_Exercise description_
When a line of the entries below contains "None", it counts once; state how many such lines there are and nothing else.

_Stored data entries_
--- START ---
PR #546, opened 2023-02-15
Async backup restoration with error handling

giuseppelillo:

Allow the backup restoration producer to send messages asynchronously.
# Why this way

If an error arises while producing a message, the exception is raised, causing the process to finish with an exit code of 1.

### DIFF
--- a/karapace/schema_backup.py
+++ b/karapace/schema_backup.py
@@ -7,7 +7,7 @@ See LICENSE for details
 from enum import Enum
 from kafka import KafkaConsumer, KafkaProducer
 from kafka.admin import KafkaAdminClient
-from kafka.errors import KafkaError, TopicAlreadyExistsError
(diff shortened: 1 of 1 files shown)


karapace/schema_backup.py
```diff
@@ -311,19 +313,23 @@ def restore_backup(self) -> None:
                     self._restore_backup_version_2(producer, fp)
                 else:
                     self._restore_backup_version_1_single_array(producer, fp)
+            producer.flush(timeout=self.timeout_kafka_producer)
+            if self.producer_exception:
```
Fleshgrinder, line 317: We have to be explicit about what we do, otherwise some weird Python coercion is going to bite us in the future. 😉

```suggestion
            if self.producer_exception is not None:
```

Fleshgrinder (changes requested):

Fleshgrinder (approved):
--- END ---
_Answer to this problem_
2